PATTERN Cited by 1 source

Multi-cluster active-active redundancy¶

Multi-cluster active-active redundancy is the deployment shape of running N independent Kubernetes (or equivalent) clusters simultaneously, each receiving a 1/N share of every service's real traffic. All clusters are primary — there's no passive standby. Reduces blast radius of cluster-scoped failures to 1/N.

The canonical modern instantiation is Figma's three active EKS clusters per environment (2024 ECS→EKS migration).

Shape¶

N disjoint clusters, each a full deployment of every service. Each has its own control plane (EKS / self-hosted API server), system pods (CoreDNS, Kyverno, CNI), and worker node pool.
Traffic split mechanism — typically weighted DNS (1/N per cluster's endpoint), an edge LB with weighted routing, or client libraries with per-cluster endpoint rotation.
Cluster-by-cluster operations.

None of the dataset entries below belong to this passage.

PR #3232, opened 2021-09-08
proxmark3 : initial commit

### LINKED ISSUE #3191: RRG/Iceman Proxmark3
- **Name**:  RRG/Iceman Proxmark3
- **Source URL**:  https://github.com/rfidresearchgroup/proxmark3
- **Description**:
A general purpose RFID tool for Proxmark3 hardware

There is another popular Proxmark3 repository beside the offical one.

D4imyo:
closes #3191.
i had to add `PREFIX=/usr` because without it the installation process will raise an `permission denied` error while copying binaries.

### DIFF
--- a/packages/proxmark3/PKGBUILD
+++ b/packages/proxmark3/PKGBUILD
@@ -1,0 +1,34 @@
+# This file is part of BlackArch Linux ( https://www.blackarch.org/ ).
+# See COPYING for license details.
+
+pkgname=proxmark3
+pkgver=v4.13441.r968.gbac58d2a6
+pkgrel=1
+pkgdesc='A general purpose RFID tool for Proxmark3 hardware.'
+arch=('x86_64' 'aarch64')
+groups=('blackarch' 'blackarch-misc')
+url='https://github.com/rfidresearchgroup/proxmark3'
+license=('GPL2')
+depends=('readline' 'bzip2' 'arm-none-eabi-gcc' 'arm-none-eabi-newlib' 'qt5-base' 'bluez')
+makedepends=('git')
+source=("git+https://github.com/rfidresearchgroup/$pkgname.git")
+sha512sums=('SKIP')
+
+pkgver() {
+  cd $pkgname
+
+  git describe --long --tags | sed 's/\([^-]*-g\)/r\1/;s/-/./g'
+}
+
+build() {
+ cd $pkgname
+
+ make
+}
+
+package() {
+  cd $pkgname
+
+  make DESTDIR="$pkgdir" PREFIX=/usr install
+}
+


noraj (approved):
LGTM but I didn't test

packages/proxmark3/PKGBUILD
```diff
@@ -0,0 +1,34 @@
+# This file is part of BlackArch Linux ( https://www.blackarch.org/ ).
+# See COPYING for license details.
+
+pkgname=proxmark3
+pkgver=v4.13441.r968.gbac58d2a6
+pkgrel=1
+pkgdesc='A general purpose RFID tool for Proxmark3 hardware.'
+arch=('x86_64' 'aarch64')
+groups=('blackarch' 'blackarch-misc')
```
noraj, line 9: Maybe `blackarch-hardware` and/or `blackarch-wireless`. See https://gist.github.com/noraj/5045be32490f1161161e16fc5820066c#ba to list categories. Try avoiding using misc by default but only when no category fits.

noraj (changes requested):

packages/proxmark3/PKGBUILD
noraj: also see https://github.com/BlackArch/blackarch/blob/f27c5c54aaf4dfc1b1d4bbbd41110952dc5d7773/packages/proxmark/PKGBUILD#L7, there is the radio group.

noraj:
By the way what is the difference with https://github.com/Proxmark/proxmark3 that is also proxmark 3 and already packaged as `proxmark` on BA?

noraj:
Builds correctly: `ba-dev -e 'proxmark3 -h' -p proxmark3-v4.13441.r985.gb45602812-1-x86_64.pkg.tar.zst`

D4imyo:
> By the way what is the difference with https://github.com/Proxmark/proxmark3 that is also proxmark 3 and already packaged as `proxmark` on BA?

actually i didn't know that it's already packaged , but i think there's no difference between them.
what do you think ?

D4imyo:
oh i found the differences between them , here it is https://github.com/rfidresearchgroup/proxmark3#what-has-changed

noraj:
> oh i found the differences between them , here it is https://github.com/rfidresearchgroup/proxmark3#what-has-changed

So I guess it's valid to have both, maybe we should rename this one `proxmark3-rdv4`? What do you think @noptrix?

noptrix:
> > oh i found the differences between them , here it is https://github.com/rfidresearchgroup/proxmark3#what-has-changed
> 
> So I guess it's valid to have both, maybe we should rename this one `proxmark3-rdv4`? What do you think @noptrix?

yo, `proxmark3` is the way to go here. thank you guys.

iceman1001:
the official repo  (proxmark/proxmark3)  vs rrg/iceman is quite changed.  While official repo has stagnated,  the latter is alive.

Thank you for adding it.

iceman1001:
There is a package in the Pentoo which would be of assistance.   Since the Pm3 project has a client and a firmware part.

Any cluster-scoped change (upgrade, system-pod config, NetworkPolicy) rolls out one cluster at a time. At any moment, N-1 clusters remain healthy.
Build out from one cluster, not to it. Don't start with 1 and add clusters later after traffic is committed; start with N, so the data plane has been shaped for N from day one.

Failure modes it handles¶

Cluster-scoped operator errors (Figma's cited case: operator destroyed + recreated CoreDNS on one cluster → 1/3 of requests affected, most recovered via retry against the other 2/3).
API-server / etcd degradation — affects scheduling on that cluster, not the serving clusters.
Cluster upgrade / patch — rolled through cluster-by-cluster.
Cluster-wide resource limits, admission-controller bugs, CNI regressions, ingress-controller regressions — all become 1/N-blast events.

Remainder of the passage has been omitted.